DATA EXTRACT START

PR #5169, opened 2021-09-19
Move check_slivers to drcs for use elsewhere.

robbintt:
This can be used downstream for sliver management in the future.

### DIFF
--- a/common-summoning.lic
+++ b/common-summoning.lic
@@ -90,6 +90,46 @@ module DRCS
     return nil
   end
 
+  def check_slivers(game_state)
+    return unless DRStats.moon_mage?
+    return if game_state.casting
+    return if @tk_ammo
+    return unless @tk_spell
+    return if DRSpells.slivers
+    return if UserVars.moons['visible'].empty?
+    # With low skill you may fail to create the slivers
+    # when breaking your moonblade. If so, keep retrying.
+    retry_count = 0
+    max_retries = 3
+    created_slivers = false
+    # We don't need to cast the spell a fancy way
+    # so rather than asking users to define a new waggle
+    # then simply cast the spell at minimum prep.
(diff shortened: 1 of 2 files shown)


common-summoning.lic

DATA EXTRACT END

AIM OF THE TASK: Your task is to return, exactly and on their own, the lines from the one containing "return if game_state.casting" through the last line of the listing.

ANSWER SPACE:
+    return if game_state.casting
+    return if @tk_ammo
+    return unless @tk_spell
+    return if DRSpells.slivers
+    return if UserVars.moons['visible'].empty?
+    # With low skill you may fail to create the slivers
+    # when breaking your moonblade. If so, keep retrying.
+    retry_count = 0
+    max_retries = 3
+    created_slivers = false
+    # We don't need to cast the spell a fancy way
+    # so rather than asking users to define a new waggle
+    # then simply cast the spell at minimum prep.
(diff shortened: 1 of 2 files shown)


common-summoning.lic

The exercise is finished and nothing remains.